Questa volta a differenza dei tanti anti-eroi raccontati da Loach, qui siamo in presenza di un film che racconta la vicenda umana e professionale di un imprenditore, un capo, di un “padrone” come non avrebbe esitato a chiamarlo Elio Petri. La Blanco Básculas è una piccola fabbrica spagnola di bilance e il signor Blanco la dirige con spirito paternalista. León de Aranoa sceglie di raccontare una settimana importante per la vita aziendale, quella in cui si attende la visita di una commissione incaricata di assegnare un importante riconoscimento alla Blanco Básculas, in concorso con altre aziende della regione.
Blanco, interpretato da un credibilissimo Javier Bardem, vive per l’azienda che considera la sua famiglia e cerca di oliare alla perfezione, oltre che i meccanismi della produzione di bilance, anche i rapporti interpersonali. Naturalmente, gli imprevisti non mancano (altrimenti non se ne sarebbe fatto un film); gli imprevisti, sono di origine aziendale, come il necessario licenziamento di un lavoratore che per protesta deciderà di “picchettare” (oddio, che termine d’altri tempi…) i cancelli della fabbrica, di origine sociale, come l’attrito tra “etnie” (per usare un termine ormai politicamente scorretto), e di origine sessuale, visto che il signor Blanco pensa bene di intrallazzarsi con una giovane stagista. Insomma, tutto come nella realtà.

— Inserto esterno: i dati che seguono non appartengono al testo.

PR #3450, opened 2025-04-25
Executor route relay failure handling

kev1n-peters:
Refactored the `useExternalSearch` hook to use redux store instead of local state. The purpose of this is for the Redeem page to navigate the user to the resume transaction flow when a relay fails for an executor route. Automatic routes don't support manual claim yet, so this is a "hack" until we figure out a more robust solution.


emreboga (approved):
LGTM!

PR #3459, opened 2025-04-28
Add missing guard to Sui address check

artursapek:
This PR https://github.com/wormhole-foundation/wormhole-connect/pull/3444 broke arbitrary token loading for non-Sui chains.

### DIFF
--- a/wormhole-connect/src/config/tokens.ts
+++ b/wormhole-connect/src/config/tokens.ts
@@ -341,7 +341,10 @@ export class TokenCache extends TokenMapping<Token> {
   }
 
   async addFromTokenId(tokenId: TokenId): Promise<Token> {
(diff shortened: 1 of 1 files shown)


emreboga (approved):

tonyjin (approved):
Do we need this kind of chain check ahead of other `isValidXType()` methods? If so, should `isValidXType()` take the `tokenId` object as input and check the chain

artursapek:
> Do we need this kind of chain check ahead of other `isValidXType()` methods? If so, should `isValidXType()` take the `tokenId` object as input and check the chain

fair question. afaik other platforms already throw an error when we pass in an invalid address to their native address type, so I think in this case it may be unnecessary. but even if so, I'd want to address that in a separate PR so this one can just un-break the arbitrary tokens feature.

PR #3476, opened 2025-05-06
Bump wormhole sdk to 1.17.0

artursapek:


kev1n-peters (approved):

tonyjin (approved):
Noticed a bunch of the injective dependencies got bumped. Are we pinning all the dependencies we can, or were they upgraded as part of the Wormhole SDK bump?

artursapek:
@tonyjin those patch bumps were brought in by the SDK bump. I don't think we are pinning inside the SDK yet; only in Connect. we'd have to do that to avoid this kind of change happening.

PR #3482, opened 2025-05-07
Adding a new connect event: history.load

emreboga:
We need this new event to track users loading history view.

### DIFF
--- a/wormhole-connect/src/views/v2/Bridge/index.tsx
+++ b/wormhole-connect/src/views/v2/Bridge/index.tsx
@@ -421,9 +421,15 @@ const Bridge = () => {
         >
           <span>
             <IconButton
+              data-testid="history-button"
               sx={{ padding: 0 }}
               disabled={isTxHistoryDisabled}
-              onClick={() => dispatch(setAppRoute('history'))}
+              onClick={() => {
+                dispatch(setAppRoute('history'));
+                config.triggerEvent({
+                  type: 'history.load',
+                });
+              }}
             >
               <HistoryIcon />
             </IconButton>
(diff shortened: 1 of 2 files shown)


wormhole-connect/src/views/v2/Bridge/index.tsx
```diff
@@ -423,7 +423,12 @@ const Bridge = () => {
             <IconButton
               sx={{ padding: 0 }}
               disabled={isTxHistoryDisabled}
-              onClick={() => dispatch(setAppRoute('history'))}
+              onClick={() => {
+                dispatch(setAppRoute('history'));
+                config.triggerEvent({
+                  type: 'history.load',
```
emreboga, line 430: Couldn't think of any extra data to pass into this event :-/

artursapek: really? what about the chain...?

emreboga: Yes, because it captures the event when user clicks on the history button and I couldn't find anything relevant to that :-/ Maybe the wallet that we are pulling the history for, but thought we wouldn't want to log that 😅

artursapek: oh right because the history shows all chain activity, forgot

I actually think we could add the address - the event handler isn't necessary for logging. Portal happens to use it for logging certain data, but Connect doesn't log anything by itself. it's up to the integrator to determine what's appropriate.

emreboga: I agree, we can pass the address for the history event 👍

emreboga: https://github.com/wormhole-foundation/wormhole-connect/pull/3482/commits/f01a020f6417d8065c13140d57264980458dd514

artursapek (approved):

PR #3485, opened 2025-05-08
2.5.0 fixes

artursapek:
This fixes two bugs:

- Token list wasn't properly prioritizing destination tokens. We are now ignoring Mayan in this computation entirely (since they support everything) and only surfacing directly supported tokens by NTT, TB, as well as the native gas token & USDC. You can still paste an arbitrary address to get any token. 44f08b5cdd05719e433b39a97a072e644925e7d9 e7c01b1d2e0df65d9e41172cbe5d38a03f27f656

image
image

- When switching chains, it's possible to get the previous chain's token list after the new one. This was a race condition. Fixed by ea7fe11ec5e14889525642d4883d185c3ff4e0b9
image

### DIFF
--- a/wormhole-connect/src/config/tokens.ts
+++ b/wormhole-connect/src/config/tokens.ts
@@ -317,7 +317,7 @@ export class TokenCache extends TokenMapping<Token> {
   // Excludes wrapped tokens
   findBySymbol(chain: Chain, symbol: string): Token | undefined {
     let matching = this.getAllForChain(chain).filter(
-      (t) => t.symbol === symbol,
+      (t) => t.symbol.toLowerCase() === symbol.toLowerCase(),
     );
 
     if (matching.length > 1) {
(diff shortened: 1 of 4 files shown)


wormhole-connect/src/config/tokens.ts
```diff
@@ -317,7 +317,7 @@ export class TokenCache extends TokenMapping<Token> {
   // Excludes wrapped tokens
   findBySymbol(chain: Chain, symbol: string): Token | undefined {
     let matching = this.getAllForChain(chain).filter(
-      (t) => t.symbol === symbol,
```
artursapek, line 320: this enhances search

wormhole-connect/src/views/v2/Bridge/AssetPicker/TokenList.tsx
```diff
@@ -158,7 +136,22 @@ const TokenList = (props: Props) => {
       tokens.push(nativeToken);
     }
 
-    // Fourth: Add tokens with a balances in the connected wallet
+    const usdcAddr = circle.usdcContract.get(
```
emreboga, line 140: Didn't quite understood this part. We are always adding USDC if there is one in the chain after gas token?

emreboga (approved):
LGMT!

wormhole-connect/src/config/tokens.ts
DBosley: 👨‍🍳 💋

Se la vicenda risulta avere un suo lato divertente e corre via liscia, gli interrogativi che suscita, sono profondi. È possibile dirigere una azienda come fosse una famiglia? Quanto possono interferire le relazioni interpersonali con il lavoro? È definitivamente tramontato il concetto di lotta di classe? Sono domande che possono sembrare troppo impegnative per un film all’apparenza leggero, ma in realtà del tutto legittime ed impellenti, poiché il film di Fernando León de Aranoa è tutt’altro che superficiale.
Chissà che il cinema non torni ad interrogarsi sul mondo del lavoro e lasci perdere, almeno per un po’, mondi lontani ed improbabilissime avventure.